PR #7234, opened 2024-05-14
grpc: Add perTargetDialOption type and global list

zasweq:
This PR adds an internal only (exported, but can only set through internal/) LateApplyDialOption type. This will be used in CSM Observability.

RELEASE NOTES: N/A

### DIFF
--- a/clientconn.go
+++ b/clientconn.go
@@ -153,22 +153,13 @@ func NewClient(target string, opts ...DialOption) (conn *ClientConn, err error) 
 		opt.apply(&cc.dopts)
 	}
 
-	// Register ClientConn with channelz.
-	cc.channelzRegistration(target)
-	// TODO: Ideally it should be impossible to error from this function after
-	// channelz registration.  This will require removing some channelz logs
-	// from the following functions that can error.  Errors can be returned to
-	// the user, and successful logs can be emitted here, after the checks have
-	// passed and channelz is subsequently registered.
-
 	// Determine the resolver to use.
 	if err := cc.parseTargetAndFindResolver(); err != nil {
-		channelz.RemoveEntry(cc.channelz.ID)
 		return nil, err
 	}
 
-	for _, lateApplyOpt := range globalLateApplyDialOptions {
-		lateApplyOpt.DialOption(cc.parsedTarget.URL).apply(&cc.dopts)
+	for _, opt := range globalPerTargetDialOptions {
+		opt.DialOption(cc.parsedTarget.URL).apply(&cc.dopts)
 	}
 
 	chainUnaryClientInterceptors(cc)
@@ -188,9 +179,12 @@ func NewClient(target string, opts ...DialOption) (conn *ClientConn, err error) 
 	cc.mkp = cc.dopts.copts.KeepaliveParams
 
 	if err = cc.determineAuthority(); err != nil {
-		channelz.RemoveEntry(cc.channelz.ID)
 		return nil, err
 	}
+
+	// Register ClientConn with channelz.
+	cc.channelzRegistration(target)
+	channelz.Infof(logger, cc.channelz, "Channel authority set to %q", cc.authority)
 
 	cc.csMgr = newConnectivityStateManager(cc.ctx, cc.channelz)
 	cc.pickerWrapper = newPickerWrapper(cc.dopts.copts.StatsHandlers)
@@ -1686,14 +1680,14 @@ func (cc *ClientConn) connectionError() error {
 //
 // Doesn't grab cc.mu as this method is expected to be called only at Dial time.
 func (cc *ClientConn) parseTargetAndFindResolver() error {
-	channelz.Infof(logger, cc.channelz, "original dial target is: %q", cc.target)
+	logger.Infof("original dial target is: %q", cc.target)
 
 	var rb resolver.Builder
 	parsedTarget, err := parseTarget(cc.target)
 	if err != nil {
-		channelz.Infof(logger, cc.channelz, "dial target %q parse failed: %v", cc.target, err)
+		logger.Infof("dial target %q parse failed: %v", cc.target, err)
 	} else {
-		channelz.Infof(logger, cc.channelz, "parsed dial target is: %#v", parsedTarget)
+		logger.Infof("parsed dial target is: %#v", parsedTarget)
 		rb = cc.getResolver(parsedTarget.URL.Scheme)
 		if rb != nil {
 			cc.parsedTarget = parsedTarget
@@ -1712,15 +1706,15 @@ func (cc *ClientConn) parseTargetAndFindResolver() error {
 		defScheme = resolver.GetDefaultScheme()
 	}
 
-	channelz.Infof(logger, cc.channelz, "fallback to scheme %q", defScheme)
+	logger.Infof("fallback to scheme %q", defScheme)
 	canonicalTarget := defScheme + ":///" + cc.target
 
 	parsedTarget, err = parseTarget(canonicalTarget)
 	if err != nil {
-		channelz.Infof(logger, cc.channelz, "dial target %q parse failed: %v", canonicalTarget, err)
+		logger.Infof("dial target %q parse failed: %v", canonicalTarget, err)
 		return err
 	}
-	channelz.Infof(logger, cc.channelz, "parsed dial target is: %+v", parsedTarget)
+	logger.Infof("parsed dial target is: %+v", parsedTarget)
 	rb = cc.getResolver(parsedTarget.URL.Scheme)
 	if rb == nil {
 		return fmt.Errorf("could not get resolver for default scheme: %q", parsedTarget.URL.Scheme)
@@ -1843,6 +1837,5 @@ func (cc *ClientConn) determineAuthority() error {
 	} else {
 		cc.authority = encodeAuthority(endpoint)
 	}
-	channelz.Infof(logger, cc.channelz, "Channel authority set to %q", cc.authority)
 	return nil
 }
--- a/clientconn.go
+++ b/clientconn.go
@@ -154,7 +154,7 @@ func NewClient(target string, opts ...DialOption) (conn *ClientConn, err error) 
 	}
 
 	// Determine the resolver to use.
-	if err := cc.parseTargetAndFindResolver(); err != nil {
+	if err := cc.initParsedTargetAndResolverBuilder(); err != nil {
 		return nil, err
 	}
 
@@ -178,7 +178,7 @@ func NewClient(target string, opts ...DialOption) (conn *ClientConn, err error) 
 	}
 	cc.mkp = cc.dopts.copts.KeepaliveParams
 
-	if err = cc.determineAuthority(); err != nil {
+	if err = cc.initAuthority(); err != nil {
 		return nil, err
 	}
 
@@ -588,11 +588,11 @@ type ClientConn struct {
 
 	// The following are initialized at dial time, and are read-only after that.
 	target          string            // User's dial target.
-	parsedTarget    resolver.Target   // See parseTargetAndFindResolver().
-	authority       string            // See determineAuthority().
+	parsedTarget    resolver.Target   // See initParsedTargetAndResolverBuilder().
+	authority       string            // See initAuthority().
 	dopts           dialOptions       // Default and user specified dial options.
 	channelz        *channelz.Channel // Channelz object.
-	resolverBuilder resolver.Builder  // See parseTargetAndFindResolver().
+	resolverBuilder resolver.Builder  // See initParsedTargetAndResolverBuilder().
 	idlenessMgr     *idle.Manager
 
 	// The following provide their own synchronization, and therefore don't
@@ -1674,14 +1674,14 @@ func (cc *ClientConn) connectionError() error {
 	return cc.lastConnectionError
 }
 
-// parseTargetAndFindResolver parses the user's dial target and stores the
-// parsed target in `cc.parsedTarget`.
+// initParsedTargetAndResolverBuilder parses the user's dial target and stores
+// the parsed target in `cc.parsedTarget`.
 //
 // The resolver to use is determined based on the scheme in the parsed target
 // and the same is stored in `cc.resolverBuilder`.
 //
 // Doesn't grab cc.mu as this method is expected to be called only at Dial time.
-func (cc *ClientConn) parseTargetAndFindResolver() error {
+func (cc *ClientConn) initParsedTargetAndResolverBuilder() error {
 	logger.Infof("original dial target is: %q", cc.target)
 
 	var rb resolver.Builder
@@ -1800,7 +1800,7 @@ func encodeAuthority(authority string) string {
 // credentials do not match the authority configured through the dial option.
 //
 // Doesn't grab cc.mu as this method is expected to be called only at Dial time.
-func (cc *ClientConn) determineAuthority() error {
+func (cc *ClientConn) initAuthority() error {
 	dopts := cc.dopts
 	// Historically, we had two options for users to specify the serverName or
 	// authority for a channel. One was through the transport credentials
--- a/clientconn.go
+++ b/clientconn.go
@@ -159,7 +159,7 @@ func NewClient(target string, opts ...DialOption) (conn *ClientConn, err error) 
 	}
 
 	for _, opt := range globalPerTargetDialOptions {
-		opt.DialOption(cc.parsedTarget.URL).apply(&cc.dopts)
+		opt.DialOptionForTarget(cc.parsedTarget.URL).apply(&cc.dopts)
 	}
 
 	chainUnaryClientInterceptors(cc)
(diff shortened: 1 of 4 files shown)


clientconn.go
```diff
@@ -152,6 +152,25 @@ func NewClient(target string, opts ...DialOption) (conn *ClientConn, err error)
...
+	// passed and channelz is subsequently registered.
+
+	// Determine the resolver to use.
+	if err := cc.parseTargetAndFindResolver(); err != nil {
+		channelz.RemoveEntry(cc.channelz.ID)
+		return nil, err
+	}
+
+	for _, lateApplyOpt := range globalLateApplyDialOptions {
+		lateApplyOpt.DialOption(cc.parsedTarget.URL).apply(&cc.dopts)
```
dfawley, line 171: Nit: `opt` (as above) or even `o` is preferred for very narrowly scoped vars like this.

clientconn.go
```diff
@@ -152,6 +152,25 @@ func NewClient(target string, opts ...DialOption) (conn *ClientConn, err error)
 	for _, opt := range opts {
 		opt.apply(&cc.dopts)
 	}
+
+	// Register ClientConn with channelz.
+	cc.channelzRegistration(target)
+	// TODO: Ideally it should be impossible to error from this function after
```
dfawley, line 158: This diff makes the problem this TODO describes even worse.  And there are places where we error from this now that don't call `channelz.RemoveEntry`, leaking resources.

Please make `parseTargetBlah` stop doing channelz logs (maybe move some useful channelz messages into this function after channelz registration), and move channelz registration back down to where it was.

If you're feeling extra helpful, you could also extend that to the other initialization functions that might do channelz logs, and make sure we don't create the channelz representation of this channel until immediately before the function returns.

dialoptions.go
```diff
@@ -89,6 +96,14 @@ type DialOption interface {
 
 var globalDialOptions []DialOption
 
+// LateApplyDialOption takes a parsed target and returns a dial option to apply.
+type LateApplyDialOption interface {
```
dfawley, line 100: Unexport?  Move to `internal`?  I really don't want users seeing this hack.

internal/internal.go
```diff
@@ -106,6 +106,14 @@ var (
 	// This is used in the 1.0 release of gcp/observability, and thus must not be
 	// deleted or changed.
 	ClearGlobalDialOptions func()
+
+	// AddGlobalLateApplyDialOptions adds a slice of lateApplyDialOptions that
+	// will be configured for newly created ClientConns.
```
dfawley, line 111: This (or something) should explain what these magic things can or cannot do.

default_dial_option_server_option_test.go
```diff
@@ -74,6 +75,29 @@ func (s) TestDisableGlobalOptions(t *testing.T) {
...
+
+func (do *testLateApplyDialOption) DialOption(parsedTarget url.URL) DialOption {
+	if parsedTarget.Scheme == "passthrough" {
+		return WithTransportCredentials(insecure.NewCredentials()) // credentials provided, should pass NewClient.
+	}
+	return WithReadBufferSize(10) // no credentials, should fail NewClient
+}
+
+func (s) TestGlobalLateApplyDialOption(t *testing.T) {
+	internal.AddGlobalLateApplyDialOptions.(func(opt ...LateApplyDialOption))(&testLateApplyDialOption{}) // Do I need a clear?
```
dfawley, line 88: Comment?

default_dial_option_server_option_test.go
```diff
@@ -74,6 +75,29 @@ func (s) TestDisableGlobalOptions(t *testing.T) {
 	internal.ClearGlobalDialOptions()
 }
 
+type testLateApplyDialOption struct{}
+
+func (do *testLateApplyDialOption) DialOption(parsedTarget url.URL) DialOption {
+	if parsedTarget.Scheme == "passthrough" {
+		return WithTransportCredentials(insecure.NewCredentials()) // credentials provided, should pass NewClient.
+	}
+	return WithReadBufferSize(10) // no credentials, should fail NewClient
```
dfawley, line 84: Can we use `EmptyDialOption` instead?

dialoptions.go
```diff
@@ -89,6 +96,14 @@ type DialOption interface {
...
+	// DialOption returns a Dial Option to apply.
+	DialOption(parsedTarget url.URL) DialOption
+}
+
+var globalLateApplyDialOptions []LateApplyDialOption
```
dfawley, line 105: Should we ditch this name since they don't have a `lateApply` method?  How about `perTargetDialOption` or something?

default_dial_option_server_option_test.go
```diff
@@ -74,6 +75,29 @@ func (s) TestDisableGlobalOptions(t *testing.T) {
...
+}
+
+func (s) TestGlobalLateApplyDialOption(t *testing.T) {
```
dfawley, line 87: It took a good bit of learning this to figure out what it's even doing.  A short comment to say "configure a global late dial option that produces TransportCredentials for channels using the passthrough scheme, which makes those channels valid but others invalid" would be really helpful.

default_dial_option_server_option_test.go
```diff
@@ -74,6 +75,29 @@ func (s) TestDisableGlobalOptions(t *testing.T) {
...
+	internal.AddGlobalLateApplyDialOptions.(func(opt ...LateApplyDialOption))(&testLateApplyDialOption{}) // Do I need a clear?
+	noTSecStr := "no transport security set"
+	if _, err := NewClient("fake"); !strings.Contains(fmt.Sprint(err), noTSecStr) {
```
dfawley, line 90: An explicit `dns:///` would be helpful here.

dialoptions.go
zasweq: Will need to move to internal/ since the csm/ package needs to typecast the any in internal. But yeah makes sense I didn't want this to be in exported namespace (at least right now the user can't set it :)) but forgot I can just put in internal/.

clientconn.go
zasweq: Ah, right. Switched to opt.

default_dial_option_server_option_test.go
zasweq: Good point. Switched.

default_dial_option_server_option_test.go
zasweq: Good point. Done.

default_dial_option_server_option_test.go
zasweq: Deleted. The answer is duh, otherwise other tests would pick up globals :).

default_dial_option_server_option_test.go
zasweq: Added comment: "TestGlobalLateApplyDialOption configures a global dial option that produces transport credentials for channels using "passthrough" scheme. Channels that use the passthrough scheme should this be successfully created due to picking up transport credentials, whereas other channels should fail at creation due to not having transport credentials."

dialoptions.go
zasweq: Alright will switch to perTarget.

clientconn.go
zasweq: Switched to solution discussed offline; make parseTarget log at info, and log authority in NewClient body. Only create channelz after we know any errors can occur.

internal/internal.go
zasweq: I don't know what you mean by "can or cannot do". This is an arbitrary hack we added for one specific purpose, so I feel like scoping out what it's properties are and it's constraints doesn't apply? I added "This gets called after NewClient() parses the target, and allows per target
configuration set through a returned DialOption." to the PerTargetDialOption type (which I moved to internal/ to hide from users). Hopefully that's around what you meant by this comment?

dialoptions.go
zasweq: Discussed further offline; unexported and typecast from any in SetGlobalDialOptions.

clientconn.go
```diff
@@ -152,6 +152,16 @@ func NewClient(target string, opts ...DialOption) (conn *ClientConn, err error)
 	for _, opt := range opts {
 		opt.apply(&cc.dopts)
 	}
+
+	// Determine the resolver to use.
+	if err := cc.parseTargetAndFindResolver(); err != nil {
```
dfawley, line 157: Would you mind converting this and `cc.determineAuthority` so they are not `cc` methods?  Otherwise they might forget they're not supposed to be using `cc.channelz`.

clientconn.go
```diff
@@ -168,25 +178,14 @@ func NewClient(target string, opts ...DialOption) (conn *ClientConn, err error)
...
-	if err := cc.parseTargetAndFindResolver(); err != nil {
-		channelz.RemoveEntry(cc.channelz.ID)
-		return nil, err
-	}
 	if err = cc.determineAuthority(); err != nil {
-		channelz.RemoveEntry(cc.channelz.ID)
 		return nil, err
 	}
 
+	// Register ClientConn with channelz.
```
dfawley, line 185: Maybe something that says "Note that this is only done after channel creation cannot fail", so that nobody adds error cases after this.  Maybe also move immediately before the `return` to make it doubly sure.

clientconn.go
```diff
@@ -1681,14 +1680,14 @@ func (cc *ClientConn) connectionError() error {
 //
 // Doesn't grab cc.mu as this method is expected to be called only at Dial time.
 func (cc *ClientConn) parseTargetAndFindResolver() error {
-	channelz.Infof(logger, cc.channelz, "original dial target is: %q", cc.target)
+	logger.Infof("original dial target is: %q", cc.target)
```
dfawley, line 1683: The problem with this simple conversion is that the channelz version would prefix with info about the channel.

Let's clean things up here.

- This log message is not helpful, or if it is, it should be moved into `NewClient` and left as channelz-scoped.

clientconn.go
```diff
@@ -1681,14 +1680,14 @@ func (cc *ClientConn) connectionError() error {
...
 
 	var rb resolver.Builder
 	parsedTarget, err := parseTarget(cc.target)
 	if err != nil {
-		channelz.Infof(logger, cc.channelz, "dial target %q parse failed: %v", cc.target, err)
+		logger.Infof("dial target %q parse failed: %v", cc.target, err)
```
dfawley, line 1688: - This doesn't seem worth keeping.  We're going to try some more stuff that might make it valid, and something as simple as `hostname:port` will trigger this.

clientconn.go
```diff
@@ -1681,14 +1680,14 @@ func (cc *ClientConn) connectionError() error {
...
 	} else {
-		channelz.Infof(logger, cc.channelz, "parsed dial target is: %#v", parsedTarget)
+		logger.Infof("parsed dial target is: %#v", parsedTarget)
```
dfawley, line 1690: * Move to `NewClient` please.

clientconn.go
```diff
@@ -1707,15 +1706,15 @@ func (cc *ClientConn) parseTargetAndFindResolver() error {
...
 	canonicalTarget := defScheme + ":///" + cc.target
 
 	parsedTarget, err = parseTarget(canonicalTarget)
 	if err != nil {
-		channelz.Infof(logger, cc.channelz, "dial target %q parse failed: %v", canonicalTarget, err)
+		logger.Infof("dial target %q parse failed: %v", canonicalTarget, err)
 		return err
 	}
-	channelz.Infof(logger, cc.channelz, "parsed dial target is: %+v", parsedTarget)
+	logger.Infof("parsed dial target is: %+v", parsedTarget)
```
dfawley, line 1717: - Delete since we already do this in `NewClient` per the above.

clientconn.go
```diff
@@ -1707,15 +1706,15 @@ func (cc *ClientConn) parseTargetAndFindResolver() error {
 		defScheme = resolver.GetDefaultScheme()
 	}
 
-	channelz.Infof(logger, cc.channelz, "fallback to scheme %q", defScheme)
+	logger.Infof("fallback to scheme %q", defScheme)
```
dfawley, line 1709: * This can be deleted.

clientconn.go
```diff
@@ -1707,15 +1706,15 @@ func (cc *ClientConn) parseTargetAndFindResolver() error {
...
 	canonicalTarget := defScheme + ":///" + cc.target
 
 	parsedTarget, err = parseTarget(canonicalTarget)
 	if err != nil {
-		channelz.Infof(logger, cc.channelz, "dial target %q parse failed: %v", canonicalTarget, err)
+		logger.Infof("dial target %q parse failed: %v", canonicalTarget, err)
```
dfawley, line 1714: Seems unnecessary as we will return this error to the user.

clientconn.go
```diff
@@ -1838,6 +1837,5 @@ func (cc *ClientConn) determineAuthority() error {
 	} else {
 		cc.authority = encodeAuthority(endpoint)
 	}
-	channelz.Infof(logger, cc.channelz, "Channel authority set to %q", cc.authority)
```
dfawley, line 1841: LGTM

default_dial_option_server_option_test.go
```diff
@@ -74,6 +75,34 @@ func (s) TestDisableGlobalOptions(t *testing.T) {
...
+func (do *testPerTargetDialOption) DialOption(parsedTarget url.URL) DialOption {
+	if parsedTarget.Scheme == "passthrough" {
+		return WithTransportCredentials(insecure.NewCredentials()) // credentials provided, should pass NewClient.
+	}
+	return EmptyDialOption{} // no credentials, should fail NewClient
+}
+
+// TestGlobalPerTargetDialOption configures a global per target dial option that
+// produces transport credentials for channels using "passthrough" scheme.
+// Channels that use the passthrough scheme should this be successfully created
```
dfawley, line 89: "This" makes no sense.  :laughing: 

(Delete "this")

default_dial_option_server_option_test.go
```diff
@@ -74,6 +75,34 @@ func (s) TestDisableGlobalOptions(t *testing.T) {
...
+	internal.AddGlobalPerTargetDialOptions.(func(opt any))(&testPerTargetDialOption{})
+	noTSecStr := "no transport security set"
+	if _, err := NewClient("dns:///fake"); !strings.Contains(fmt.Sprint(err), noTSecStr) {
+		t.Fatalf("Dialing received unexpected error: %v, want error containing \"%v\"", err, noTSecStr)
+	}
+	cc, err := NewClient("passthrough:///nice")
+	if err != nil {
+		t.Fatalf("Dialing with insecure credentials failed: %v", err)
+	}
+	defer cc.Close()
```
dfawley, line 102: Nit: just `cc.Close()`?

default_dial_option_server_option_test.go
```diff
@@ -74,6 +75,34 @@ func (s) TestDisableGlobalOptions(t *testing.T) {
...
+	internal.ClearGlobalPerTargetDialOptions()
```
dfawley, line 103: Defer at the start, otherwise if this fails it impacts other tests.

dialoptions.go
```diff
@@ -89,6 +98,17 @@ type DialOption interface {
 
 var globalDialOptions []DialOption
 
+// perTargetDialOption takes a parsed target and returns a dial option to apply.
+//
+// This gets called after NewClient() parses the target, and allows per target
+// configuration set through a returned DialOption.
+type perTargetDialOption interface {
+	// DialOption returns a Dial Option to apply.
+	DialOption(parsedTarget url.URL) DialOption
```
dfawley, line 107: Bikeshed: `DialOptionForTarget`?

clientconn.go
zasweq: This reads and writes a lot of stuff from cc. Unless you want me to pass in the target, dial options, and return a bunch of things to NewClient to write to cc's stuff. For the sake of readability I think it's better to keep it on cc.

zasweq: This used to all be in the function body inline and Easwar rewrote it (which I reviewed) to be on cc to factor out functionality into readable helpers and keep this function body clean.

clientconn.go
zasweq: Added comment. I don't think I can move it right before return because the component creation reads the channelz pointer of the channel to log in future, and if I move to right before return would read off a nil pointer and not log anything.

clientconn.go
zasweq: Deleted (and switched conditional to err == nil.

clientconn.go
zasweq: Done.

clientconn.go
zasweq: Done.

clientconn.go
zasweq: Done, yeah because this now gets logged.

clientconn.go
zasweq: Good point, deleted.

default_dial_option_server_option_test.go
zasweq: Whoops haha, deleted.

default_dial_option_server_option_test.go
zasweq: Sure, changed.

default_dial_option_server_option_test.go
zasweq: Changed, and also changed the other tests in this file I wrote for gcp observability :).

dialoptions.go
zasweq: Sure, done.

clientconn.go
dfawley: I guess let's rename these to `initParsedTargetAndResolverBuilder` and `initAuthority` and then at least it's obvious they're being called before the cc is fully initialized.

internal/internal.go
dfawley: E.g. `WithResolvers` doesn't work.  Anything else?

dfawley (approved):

····················

## Goal of the exercise
If a line in the listing holds the word "initAuthority", list that line.

## Your solution
+	if err = cc.initAuthority(); err != nil {
+	authority       string            // See initAuthority().
+func (cc *ClientConn) initAuthority() error {
dfawley: I guess let's rename these to `initParsedTargetAndResolverBuilder` and `initAuthority` and then at least it's obvious they're being called before the cc is fully initialized.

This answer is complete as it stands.